Task:
Repeat exactly, and only, the lines of the entries below from the one with "--- a/app/controllers/hosts_controller.rb" through the one with "the latest version", both ends included.

Input data:
◇ ◇ ◇ ◇ ◇

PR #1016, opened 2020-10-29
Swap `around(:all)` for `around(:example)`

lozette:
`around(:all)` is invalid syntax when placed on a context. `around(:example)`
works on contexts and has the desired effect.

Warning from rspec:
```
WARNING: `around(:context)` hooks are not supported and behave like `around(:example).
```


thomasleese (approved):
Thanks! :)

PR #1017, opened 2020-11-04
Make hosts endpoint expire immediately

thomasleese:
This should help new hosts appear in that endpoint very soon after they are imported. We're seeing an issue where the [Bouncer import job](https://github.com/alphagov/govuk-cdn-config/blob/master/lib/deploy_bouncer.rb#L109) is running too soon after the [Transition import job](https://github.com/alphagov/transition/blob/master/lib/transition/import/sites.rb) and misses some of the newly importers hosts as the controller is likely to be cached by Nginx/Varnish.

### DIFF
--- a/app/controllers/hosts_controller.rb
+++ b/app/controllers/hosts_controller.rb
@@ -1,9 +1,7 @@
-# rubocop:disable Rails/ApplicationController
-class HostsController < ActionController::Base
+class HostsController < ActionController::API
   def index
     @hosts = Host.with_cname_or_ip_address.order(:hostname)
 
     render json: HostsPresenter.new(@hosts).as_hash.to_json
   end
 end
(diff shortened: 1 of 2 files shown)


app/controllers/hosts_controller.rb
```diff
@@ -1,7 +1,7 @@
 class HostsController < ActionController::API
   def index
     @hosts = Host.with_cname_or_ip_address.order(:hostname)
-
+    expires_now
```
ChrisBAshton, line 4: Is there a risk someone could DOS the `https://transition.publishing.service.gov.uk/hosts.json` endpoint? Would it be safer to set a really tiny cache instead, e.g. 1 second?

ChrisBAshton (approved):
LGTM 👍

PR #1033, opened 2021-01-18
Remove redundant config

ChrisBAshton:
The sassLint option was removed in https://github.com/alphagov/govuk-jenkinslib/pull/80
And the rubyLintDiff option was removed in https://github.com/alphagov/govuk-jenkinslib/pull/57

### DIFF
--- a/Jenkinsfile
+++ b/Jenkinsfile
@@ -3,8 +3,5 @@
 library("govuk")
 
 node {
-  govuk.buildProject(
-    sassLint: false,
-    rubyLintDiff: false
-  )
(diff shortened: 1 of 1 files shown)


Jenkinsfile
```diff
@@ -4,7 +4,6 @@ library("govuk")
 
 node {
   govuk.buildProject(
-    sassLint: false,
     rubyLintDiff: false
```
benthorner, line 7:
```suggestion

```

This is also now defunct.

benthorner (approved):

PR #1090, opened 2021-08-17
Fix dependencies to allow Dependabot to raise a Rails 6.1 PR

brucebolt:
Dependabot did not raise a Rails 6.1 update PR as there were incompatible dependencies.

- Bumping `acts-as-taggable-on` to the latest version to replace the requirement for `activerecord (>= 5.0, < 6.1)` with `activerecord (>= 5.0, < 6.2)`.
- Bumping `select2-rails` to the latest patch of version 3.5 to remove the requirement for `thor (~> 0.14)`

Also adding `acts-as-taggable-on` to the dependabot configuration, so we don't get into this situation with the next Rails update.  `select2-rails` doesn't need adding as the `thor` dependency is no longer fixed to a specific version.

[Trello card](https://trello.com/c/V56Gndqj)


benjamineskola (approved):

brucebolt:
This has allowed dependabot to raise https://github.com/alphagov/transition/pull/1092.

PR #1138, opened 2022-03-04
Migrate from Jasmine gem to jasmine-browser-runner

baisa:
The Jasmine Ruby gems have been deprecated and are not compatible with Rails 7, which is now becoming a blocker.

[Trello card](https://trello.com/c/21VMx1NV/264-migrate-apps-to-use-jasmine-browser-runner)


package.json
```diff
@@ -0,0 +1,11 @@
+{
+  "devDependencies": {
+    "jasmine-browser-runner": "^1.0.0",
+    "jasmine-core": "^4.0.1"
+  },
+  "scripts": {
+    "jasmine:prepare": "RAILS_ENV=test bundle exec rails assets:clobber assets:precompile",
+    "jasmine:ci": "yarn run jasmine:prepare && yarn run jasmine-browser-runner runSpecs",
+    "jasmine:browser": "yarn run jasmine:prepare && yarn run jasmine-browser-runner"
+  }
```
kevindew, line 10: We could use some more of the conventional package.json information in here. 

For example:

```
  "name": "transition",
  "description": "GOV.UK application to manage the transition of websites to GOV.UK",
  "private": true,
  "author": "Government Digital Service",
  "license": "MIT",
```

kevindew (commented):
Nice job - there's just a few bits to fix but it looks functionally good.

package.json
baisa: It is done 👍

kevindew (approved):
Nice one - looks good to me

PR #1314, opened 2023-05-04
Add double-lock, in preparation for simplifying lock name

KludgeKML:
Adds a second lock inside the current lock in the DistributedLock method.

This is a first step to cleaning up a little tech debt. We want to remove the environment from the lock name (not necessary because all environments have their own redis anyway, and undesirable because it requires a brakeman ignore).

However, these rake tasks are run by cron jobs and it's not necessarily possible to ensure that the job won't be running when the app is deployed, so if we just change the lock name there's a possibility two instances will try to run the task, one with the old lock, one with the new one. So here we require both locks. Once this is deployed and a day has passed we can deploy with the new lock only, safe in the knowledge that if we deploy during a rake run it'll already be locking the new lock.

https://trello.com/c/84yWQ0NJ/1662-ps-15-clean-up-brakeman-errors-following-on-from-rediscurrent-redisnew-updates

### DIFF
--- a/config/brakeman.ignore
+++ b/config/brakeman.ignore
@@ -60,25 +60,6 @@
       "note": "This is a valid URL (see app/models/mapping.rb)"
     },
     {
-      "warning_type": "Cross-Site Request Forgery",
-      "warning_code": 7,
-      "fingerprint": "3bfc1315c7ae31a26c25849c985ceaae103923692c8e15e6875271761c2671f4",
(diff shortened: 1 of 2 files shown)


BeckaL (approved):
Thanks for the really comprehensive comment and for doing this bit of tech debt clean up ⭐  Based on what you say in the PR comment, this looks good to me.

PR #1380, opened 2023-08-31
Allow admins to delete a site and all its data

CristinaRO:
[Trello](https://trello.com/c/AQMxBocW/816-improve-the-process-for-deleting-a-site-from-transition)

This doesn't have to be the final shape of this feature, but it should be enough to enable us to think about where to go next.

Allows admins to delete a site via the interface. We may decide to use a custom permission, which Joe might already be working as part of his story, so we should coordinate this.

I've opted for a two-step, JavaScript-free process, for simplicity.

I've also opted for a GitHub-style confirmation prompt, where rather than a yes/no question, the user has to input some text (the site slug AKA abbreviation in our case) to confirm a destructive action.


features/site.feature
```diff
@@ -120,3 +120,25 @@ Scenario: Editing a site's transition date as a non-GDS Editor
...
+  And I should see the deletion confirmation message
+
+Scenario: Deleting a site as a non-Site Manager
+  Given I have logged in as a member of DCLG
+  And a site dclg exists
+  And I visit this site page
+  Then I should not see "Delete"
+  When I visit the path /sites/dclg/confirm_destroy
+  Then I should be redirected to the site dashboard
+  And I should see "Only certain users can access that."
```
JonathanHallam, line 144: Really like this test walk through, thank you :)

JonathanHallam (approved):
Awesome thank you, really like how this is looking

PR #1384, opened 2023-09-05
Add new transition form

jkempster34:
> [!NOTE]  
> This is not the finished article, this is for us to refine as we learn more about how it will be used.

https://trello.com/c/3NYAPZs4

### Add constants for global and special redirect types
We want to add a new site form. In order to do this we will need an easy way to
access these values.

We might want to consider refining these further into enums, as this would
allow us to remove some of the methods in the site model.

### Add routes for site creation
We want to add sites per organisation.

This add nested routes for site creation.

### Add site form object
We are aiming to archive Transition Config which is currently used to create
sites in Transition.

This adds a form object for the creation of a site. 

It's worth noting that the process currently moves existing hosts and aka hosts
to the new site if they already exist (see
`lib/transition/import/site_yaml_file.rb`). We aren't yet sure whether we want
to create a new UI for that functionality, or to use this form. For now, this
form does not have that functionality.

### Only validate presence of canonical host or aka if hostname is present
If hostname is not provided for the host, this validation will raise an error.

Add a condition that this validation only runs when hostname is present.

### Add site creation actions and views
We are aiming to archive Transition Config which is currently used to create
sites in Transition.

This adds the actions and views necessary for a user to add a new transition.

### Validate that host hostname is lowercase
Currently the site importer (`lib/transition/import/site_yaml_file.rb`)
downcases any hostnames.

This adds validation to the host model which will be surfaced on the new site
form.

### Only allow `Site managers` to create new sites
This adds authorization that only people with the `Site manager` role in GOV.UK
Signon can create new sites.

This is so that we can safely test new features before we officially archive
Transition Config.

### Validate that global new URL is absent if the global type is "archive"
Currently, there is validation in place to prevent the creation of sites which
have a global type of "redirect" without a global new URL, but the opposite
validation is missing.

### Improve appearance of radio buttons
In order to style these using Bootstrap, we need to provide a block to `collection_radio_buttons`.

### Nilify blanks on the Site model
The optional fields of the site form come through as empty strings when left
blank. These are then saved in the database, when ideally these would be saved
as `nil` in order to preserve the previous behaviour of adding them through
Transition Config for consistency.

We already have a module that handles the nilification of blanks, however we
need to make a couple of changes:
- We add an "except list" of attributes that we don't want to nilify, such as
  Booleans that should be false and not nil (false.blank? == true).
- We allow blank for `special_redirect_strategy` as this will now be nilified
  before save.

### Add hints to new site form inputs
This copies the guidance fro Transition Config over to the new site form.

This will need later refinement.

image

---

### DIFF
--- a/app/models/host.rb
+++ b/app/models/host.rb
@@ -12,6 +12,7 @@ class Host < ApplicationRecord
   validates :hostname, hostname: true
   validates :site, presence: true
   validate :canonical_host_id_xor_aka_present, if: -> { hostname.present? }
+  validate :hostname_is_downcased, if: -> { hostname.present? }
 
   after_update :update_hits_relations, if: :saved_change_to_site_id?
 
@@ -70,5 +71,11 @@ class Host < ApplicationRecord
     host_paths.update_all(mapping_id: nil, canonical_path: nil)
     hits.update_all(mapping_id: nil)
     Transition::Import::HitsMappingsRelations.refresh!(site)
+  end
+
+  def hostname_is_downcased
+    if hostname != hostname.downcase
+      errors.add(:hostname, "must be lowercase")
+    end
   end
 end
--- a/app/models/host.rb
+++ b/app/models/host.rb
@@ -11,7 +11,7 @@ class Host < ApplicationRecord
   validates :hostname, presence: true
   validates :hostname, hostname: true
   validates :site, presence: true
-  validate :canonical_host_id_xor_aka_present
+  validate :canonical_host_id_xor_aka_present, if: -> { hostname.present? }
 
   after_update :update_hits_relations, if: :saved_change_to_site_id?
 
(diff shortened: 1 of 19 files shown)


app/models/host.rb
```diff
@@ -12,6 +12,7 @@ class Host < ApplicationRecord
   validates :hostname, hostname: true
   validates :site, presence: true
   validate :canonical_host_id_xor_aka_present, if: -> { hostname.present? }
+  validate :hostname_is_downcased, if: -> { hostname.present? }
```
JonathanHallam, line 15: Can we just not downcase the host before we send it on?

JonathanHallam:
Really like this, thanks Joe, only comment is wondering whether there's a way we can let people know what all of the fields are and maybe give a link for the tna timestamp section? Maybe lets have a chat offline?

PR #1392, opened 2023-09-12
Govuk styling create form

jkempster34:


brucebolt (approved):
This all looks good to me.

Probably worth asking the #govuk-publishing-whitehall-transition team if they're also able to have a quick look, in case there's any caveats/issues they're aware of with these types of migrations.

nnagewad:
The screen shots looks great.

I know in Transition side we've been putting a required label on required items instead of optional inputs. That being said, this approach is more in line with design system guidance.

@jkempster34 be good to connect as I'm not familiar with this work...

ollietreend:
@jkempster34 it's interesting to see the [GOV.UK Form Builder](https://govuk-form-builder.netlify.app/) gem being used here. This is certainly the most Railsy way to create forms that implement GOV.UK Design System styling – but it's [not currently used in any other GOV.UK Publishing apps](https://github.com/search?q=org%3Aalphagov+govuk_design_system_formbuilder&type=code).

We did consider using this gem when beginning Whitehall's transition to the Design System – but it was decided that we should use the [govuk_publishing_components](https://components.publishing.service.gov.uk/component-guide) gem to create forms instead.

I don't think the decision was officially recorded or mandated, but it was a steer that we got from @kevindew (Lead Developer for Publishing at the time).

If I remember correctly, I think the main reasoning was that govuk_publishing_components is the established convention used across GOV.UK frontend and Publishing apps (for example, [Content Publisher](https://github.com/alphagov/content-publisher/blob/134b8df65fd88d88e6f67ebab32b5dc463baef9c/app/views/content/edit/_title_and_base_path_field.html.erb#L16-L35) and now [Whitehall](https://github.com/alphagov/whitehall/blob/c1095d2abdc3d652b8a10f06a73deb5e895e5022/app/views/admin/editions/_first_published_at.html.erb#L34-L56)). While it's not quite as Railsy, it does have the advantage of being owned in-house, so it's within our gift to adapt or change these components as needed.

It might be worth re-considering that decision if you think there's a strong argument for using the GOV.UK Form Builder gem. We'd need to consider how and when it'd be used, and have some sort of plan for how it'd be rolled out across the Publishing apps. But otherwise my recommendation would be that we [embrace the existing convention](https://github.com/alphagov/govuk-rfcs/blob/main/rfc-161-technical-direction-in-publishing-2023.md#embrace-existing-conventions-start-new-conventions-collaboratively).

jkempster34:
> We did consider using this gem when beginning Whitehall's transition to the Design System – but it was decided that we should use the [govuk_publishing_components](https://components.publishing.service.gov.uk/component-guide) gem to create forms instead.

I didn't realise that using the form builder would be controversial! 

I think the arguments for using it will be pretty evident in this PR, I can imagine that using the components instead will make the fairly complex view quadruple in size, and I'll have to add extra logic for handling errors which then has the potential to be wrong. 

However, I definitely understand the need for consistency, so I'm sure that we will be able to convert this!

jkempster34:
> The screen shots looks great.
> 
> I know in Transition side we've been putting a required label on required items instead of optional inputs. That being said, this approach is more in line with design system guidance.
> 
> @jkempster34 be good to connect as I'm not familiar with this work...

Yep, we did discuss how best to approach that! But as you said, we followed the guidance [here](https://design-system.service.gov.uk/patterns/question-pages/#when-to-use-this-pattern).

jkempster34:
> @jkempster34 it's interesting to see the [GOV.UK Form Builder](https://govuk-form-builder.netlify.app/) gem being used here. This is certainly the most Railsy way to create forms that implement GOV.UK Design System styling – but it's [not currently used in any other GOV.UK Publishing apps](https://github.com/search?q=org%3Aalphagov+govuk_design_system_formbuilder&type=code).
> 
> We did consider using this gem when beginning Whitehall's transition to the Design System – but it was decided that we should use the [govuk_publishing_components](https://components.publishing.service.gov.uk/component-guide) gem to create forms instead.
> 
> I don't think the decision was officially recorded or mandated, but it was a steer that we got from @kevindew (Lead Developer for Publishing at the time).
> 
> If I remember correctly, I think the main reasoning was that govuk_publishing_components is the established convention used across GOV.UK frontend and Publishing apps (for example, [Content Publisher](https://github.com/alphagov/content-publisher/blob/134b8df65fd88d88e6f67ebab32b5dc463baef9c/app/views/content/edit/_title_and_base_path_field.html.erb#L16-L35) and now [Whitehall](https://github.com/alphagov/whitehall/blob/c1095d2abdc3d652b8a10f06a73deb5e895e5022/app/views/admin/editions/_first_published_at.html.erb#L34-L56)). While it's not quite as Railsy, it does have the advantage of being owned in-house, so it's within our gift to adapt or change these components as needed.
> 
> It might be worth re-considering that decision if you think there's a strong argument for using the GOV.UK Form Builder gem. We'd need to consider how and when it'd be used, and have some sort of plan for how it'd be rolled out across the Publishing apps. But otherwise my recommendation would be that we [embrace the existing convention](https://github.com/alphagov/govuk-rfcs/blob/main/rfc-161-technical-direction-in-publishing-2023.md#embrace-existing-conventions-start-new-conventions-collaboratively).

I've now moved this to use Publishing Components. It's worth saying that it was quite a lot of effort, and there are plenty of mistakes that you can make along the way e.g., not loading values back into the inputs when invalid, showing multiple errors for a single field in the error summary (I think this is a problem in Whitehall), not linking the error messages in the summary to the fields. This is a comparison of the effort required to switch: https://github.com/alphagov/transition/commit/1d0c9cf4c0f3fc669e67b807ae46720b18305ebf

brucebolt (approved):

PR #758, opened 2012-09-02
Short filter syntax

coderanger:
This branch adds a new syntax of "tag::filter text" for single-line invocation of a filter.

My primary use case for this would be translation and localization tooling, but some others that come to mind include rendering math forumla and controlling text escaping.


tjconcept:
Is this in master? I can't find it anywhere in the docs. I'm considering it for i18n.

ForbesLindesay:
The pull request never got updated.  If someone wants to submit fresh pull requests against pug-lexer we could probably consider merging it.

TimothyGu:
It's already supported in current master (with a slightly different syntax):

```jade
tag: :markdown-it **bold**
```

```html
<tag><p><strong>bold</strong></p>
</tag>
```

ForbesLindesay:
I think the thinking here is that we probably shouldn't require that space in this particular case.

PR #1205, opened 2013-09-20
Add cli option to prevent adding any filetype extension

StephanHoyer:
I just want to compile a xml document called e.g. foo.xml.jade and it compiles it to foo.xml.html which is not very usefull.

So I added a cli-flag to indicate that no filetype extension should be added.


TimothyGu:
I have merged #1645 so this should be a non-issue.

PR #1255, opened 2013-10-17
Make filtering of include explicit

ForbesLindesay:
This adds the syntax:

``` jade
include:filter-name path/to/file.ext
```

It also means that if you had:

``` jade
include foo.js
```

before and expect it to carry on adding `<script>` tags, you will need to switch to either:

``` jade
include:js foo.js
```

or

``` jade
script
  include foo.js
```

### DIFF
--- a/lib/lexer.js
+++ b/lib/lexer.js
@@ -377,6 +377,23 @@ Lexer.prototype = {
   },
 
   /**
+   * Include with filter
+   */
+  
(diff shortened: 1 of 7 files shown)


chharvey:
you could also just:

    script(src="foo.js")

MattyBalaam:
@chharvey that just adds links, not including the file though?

◇ ◇ ◇ ◇ ◇

Solution to this exercise:
--- a/app/controllers/hosts_controller.rb
+++ b/app/controllers/hosts_controller.rb
@@ -1,9 +1,7 @@
-# rubocop:disable Rails/ApplicationController
-class HostsController < ActionController::Base
+class HostsController < ActionController::API
   def index
     @hosts = Host.with_cname_or_ip_address.order(:hostname)
 
     render json: HostsPresenter.new(@hosts).as_hash.to_json
   end
 end
(diff shortened: 1 of 2 files shown)


app/controllers/hosts_controller.rb
```diff
@@ -1,7 +1,7 @@
 class HostsController < ActionController::API
   def index
     @hosts = Host.with_cname_or_ip_address.order(:hostname)
-
+    expires_now
```
ChrisBAshton, line 4: Is there a risk someone could DOS the `https://transition.publishing.service.gov.uk/hosts.json` endpoint? Would it be safer to set a really tiny cache instead, e.g. 1 second?

ChrisBAshton (approved):
LGTM 👍

PR #1033, opened 2021-01-18
Remove redundant config

ChrisBAshton:
The sassLint option was removed in https://github.com/alphagov/govuk-jenkinslib/pull/80
And the rubyLintDiff option was removed in https://github.com/alphagov/govuk-jenkinslib/pull/57

### DIFF
--- a/Jenkinsfile
+++ b/Jenkinsfile
@@ -3,8 +3,5 @@
 library("govuk")
 
 node {
-  govuk.buildProject(
-    sassLint: false,
-    rubyLintDiff: false
-  )
(diff shortened: 1 of 1 files shown)


Jenkinsfile
```diff
@@ -4,7 +4,6 @@ library("govuk")
 
 node {
   govuk.buildProject(
-    sassLint: false,
     rubyLintDiff: false
```
benthorner, line 7:
```suggestion

```

This is also now defunct.

benthorner (approved):

PR #1090, opened 2021-08-17
Fix dependencies to allow Dependabot to raise a Rails 6.1 PR

brucebolt:
Dependabot did not raise a Rails 6.1 update PR as there were incompatible dependencies.

- Bumping `acts-as-taggable-on` to the latest version to replace the requirement for `activerecord (>= 5.0, < 6.1)` with `activerecord (>= 5.0, < 6.2)`.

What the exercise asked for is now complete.